Terry Peck had a reputation of being a restless man of action and resourcefulness, never more so than during the invasion and ten-week occupation by 10,000 Argentine troops and airmen. He spied on them, gathering useful military information, then became a valuable guide and frontline citizen soldier attached to the 3rd Battalion Parachute Regiment, with the codename Rubber Duck.
Terence John Peck was born in Stanley in 1938, a descendant of emigrants from Norfolk and Ireland. As a proudly patriotic islander, he had always vehemently opposed Argentina’s campaign claiming sovereignty over the Falklands.
He was educated at Stanley and worked in the islands in a meat-freezing plant before joining the police force, attending Bramshill Police College in Hampshire, before returning to the islands and becoming Chief Constable.
After his term of police service was over he was elected a councillor in the Falklands legislature only six months before the invasion. On the day the Argentinians landed he rejoined the police force as an emergency special constable. But he was always thinking about how the enemy might best be undermined.
Pretending to be an itinerant plumber, he wandered around Stanley with a long piece of drainpipe concealing a camera with a telephoto lens. With this he took pictures of vital targets such as anti-aircraft gun emplacements. These he later smuggled out for the benefit of British task force gunners and the RAF.
The Argentine authorities at first contemplated reappointing him Chief Constable until he aroused the suspicions of a notorious anti-British intelligence officer, Major Patricio Dowling, who decided to arrest him.

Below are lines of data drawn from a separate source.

PR #759, opened 2021-05-19
expose --skip-unstable flag from conventional-recommended-bump

ferm10n:
conventional-recommended-bump supports a [`skipUnstable`](https://github.com/conventional-changelog/conventional-changelog/blob/3b0fb22b0bb49137b9ecddaeb349f66025205c57/packages/conventional-recommended-bump/README.md#skipunstable) option which would be very useful for projects that use standard-version and want to make release candidates

I wanted to have this feature supported so I could:
- make a v1.0.0
- make a v2.0.0-beta.0
- make a v2.0.0
- see the CHANGELOG for the commits between v1.0.0 and v2.0.0, not v1.0.0 -> v2.0.0-beta.0 + v2.0.0-beta.0 -> v2.0.0

### DIFF
--- a/command.js
+++ b/command.js
@@ -103,6 +103,10 @@ const yargs = require('yargs')
     type: 'string',
     describe: 'Name of the package from which the tags will be extracted'
   })
+  .option('skip-unstable', {
+    type: 'boolean',
+    describe: 'If true, unstable tags will be skipped for determining the most recent tag, e.g., x.x.x-alpha.1, x.x.x-rc.2'
+  })
   .check((argv) => {
     if (typeof argv.scripts !== 'object' || Array.isArray(argv.scripts)) {
       throw Error('scripts must be an object')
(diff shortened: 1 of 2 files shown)


ferm10n:
Just checked it out locally, these changes don't seem to be doing what I expected them to do. The bump recommendation seems to respect the flag, but not the commits included in the changelog

ferm10n:
It seems like I might also need to add a `skipUnstable` option [here](https://github.com/conventional-changelog/standard-version/blob/e4dd27c0683b97a66fe947b8ce6013e66b3fbaad/lib/lifecycles/changelog.js#L38) as well, but when I try that, the changelog output still emits a section for the alpha.

I'm not sure how to approach this yet, I'm still trying to get an idea of how conventional-changelog-core works. Maybe there is a bug in conventional-changelog-core that causes the skipUnstable to not be respected in changelog output.

ahusemann84:
I really would like to see this feature working. I am trying to setup a similar process. To achieve a similar behavior already now I use the --skip.tag option when running standard version. This way I get can get changelogs for all stable versions and at least something for the unstable ones. Although this results in a changelog for the unstable version that collects all changes since the last stable version.

PR #767, opened 2021-06-01
Combining both release-as and prerelease now doesn't break package version

### LINKED ISSUE #542: Using both prelease and release-as parameters, the version number becomes null
There was a problem when I specified a new pre-release version number

```shell
$ standard-version --release-as 4.1.0  --prerelease beta  --dry-run
√ bumping version in package.json from 4.0.0 to null
√ outputting changes to CHANGELOG.md

---

---

√ committing package.json and CHANGELOG.md
√ tagging release v4.0.0
i Run `git push --follow-tags origin master` to publish
```

kf6kjg:
Previously, as shown in #542, using both options at the same time resulted in the bump file's version being set to null.

This was validated in the first of the new unit tests. The other unit tests simply check that the rest of the behavior is correct in this case.

With this combination the user can override the version, the purpose of `release-as`, while still starting or continuing a pre-release, the purpose of of the `prerelease`.

Fixes #542

### DIFF
--- a/lib/lifecycles/bump.js
+++ b/lib/lifecycles/bump.js
@@ -27,7 +27,9 @@ async function Bump (args, version) {
   const release = await bumpVersion(args.releaseAs, version, args)
   if (!args.firstRelease) {
     const releaseType = getReleaseType(args.prerelease, release.releaseType, version)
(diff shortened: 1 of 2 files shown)


TimothyJones:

Warned by a fellow islander, he armed himself with an automatic weapon, ammunition and grenades, and hurriedly left Stanley, three weeks after the invasion, on a borrowed motorcycle. With a forged identity card and name, he spent several weeks living rough in the cold, damp, peaty countryside in the dead of winter, keeping one step ahead of Argentine patrols and making only sporadic visits to friendly farms. At one of them, as he scrubbed off encrusted mud in a much-needed bath, the farmer threw him the child’s rubber duck which was the inspiration for his code-name.
After the British landings at San Carlos, he made contact with the advance paratroop patrols, guiding them through the difficult boggy and mountainous terrain in wintry weather. Paratroop commanders had unstinting praise for his vital role and unrivalled local knowledge. He provided intelligence on enemy positions and possible minefields.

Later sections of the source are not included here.